Research is increasingly examining how teams work together to achieve common goals. One aspect of teams that is important for successful outcomes is the extent to which team members engage in cooperative behavior (rather than self-centered behavior). A new model presented by the authors (De Cremer, Van Dijke, & Mayer, 2010) indicates that cooperation amongst team members is highest when a) members feel that both they and their fellow members are receiving procedurally fair treatment from their leader, and b) the leader embodies the team’s values and norms.
FAIR TREATMENT AND REPRESENTING GROUP NORMS AND IDEALS
It is definitely a good thing for employees to feel that they are being treated fairly, but sometimes that is not enough. The authors found that individual cooperation was highest when employees felt that the team leader treated them and their coworkers with procedural fairness (i.e., allowing all to express their views, consistent application of procedures). However, this effect was only significant when the leader was perceived as a prototypical leader (i.e., a leader that represents a group’s ideal values and identity).
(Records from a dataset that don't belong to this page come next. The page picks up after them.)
PR #38, opened 2021-02-16
Added support for cameras inputs

Ragge-dev:
Edit:Marko completely hijacked my PR!! :sob: The new, final PR, for adding cameras as input type can now be found here:
https://github.com/annotell/annotell-python/pull/40


annotell-input-api/annotell/input_api/resources/calibration/calibration.py
```diff
@@ -2,16 +2,19 @@
...
 
 class CalibrationResource(InputAPIResource):
 
-    def get_calibration(self, id: Optional[int] = None, external_id: Optional[str] = None
-                             ) -> Union[List[IAM.CalibrationNoContent], List[IAM.CalibrationWithContent]]:
+    def get_calibration(
+        self,
+        id: Optional[int] = None,
+        external_id: Optional[str] = None
+    ) -> Union[List[CalibrationModel.CalibrationNoContent], List[CalibrationModel.CalibrationWithContent]]:
```
fredrikjacobson, line 17: I think method overloading might be a cleaner interface here where the listing is done without arguments and the other case is a separate method with optional args.

Also, calibration ID is now a UUID when working with v1 inputs if I recall correctly

annotell-input-api/annotell/input_api/resources/input/cameras.py
```diff
@@ -0,0 +1,49 @@
...
+               dryrun: bool = False) -> Optional[InputModel.CreateInputJob]:
+        """
+        Upload files and create an input of type ``cameras``.
+
+        :param cameras: class containing 2D resources that constitute the input
+        :param project: project to add input to
+        :param batch: batch, defaults to latest open batch
+        :param input_list_id: input list to add input to (alternative to project-batch)
+        :param dryrun: If True the files/metadata will be validated but no input job will be created.
+        :returns CreateInputJobResponse: Class containing id of the created input job, or None if dryrun.
```
fredrikjacobson, line 29: new classname, `InputJob`?

annotell-input-api/annotell/input_api/resources/input/cameras.py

In comparison, when leaders did not represent group norms, their expression of procedural fairness led to much lower cooperation.
Why is this? The authors said this can be explained by pride. When all employees in a group are treated fairly by a leader who embodies ideal values, pride is arguably at its strongest, and so is the degree of cooperation and helping behavior among team members.
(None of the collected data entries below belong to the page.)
PR #45, opened 2021-03-03
fixed bug in Input API client

Ragge-dev:
Solves https://annotell.atlassian.net/browse/INT-94

the code setting the camera_settings (in case it is None) did not work due to all our restructuring. Easiest way to get dataclass to work with default values was to create both a CameraFrame and a SequenceFrame class


fredrikjacobson (commented):
Great. 

I'm also considering dropping this in favor of explicitly adding width and height. Especially since we don't have it working for videos.

Ragge-dev:
> Great.
> 
> I'm also considering dropping this in favor of explicitly adding width and height. Especially since we don't have it working for videos.

I would not object to this.

PR #53, opened 2021-03-26
Update project.py

alydh-annotell:


annotell-input-api/annotell/input_api/resources/project/project.py
```diff
@@ -19,7 +19,7 @@ def get_projects(self) -> List[ProjectModel.Project]:
         json_resp = self.client.get("v1/projects")
         return [ProjectModel.Project.from_json(js) for js in json_resp]
 
-    def get_project_batches(self, project: str) -> List[ProjectModel.Project]:
+    def get_project_batches(self, project: str) -> List[ProjectModel.ProjectBatch]:
```
Ragge-dev, line 22: ProjectModel seems like the natural place for ProjectBatch to be, but it is actually in the input model in input_batch.py. I do think though that we should move it to `annotell.input_api.model.project`

Ragge-dev:
I Added a test and moved ProjectBatch to the project model

annotell-input-api/annotell/input_api/resources/project/project.py
fredrikjacobson: agree @Ragge-dev, 

will you merge?

PR #56, opened 2021-04-06
New example with cameras_seq

Ragge-dev:
Solves https://annotell.atlassian.net/browse/INT-166


cotramarko (changes requested):
In terms of code it looks good :) 

However, I think the examples are a bit confusing right now wrt the example files used. Both examples state that 
```
    sensor1 = "RFC01"
    sensor2 = "RFC02"
```

But in the `frames` list we use the same images/video for both sensors, e.g.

PRACTICAL IMPLICATIONS FOR ORGANIZATIONS
Organizations that want to use the findings of this research to bolster the degrees of pride, respect, and cooperation among its various work groups, may wish to follow these steps:
- Ensure that the leader upholds and expresses the values and norms of the team
- Ensure procedural fairness to all team members (be objective in decision-making, give all members a voice, and be consistent)
Remember, employees respond not only to their own treatment, but to the treatment of their coworkers as well. If leaders wish to get the most out of their teams, they should pay attention to group norms and be careful to treat each member consistently and with respect.
De Cremer, D., van Dijke, M., & Mayer, D. M. (2010). Cooperating when “you” and “I” are treated fairly: The moderating role of leader prototypicality. Journal of Applied Psychology, 95(6), 1121-1133.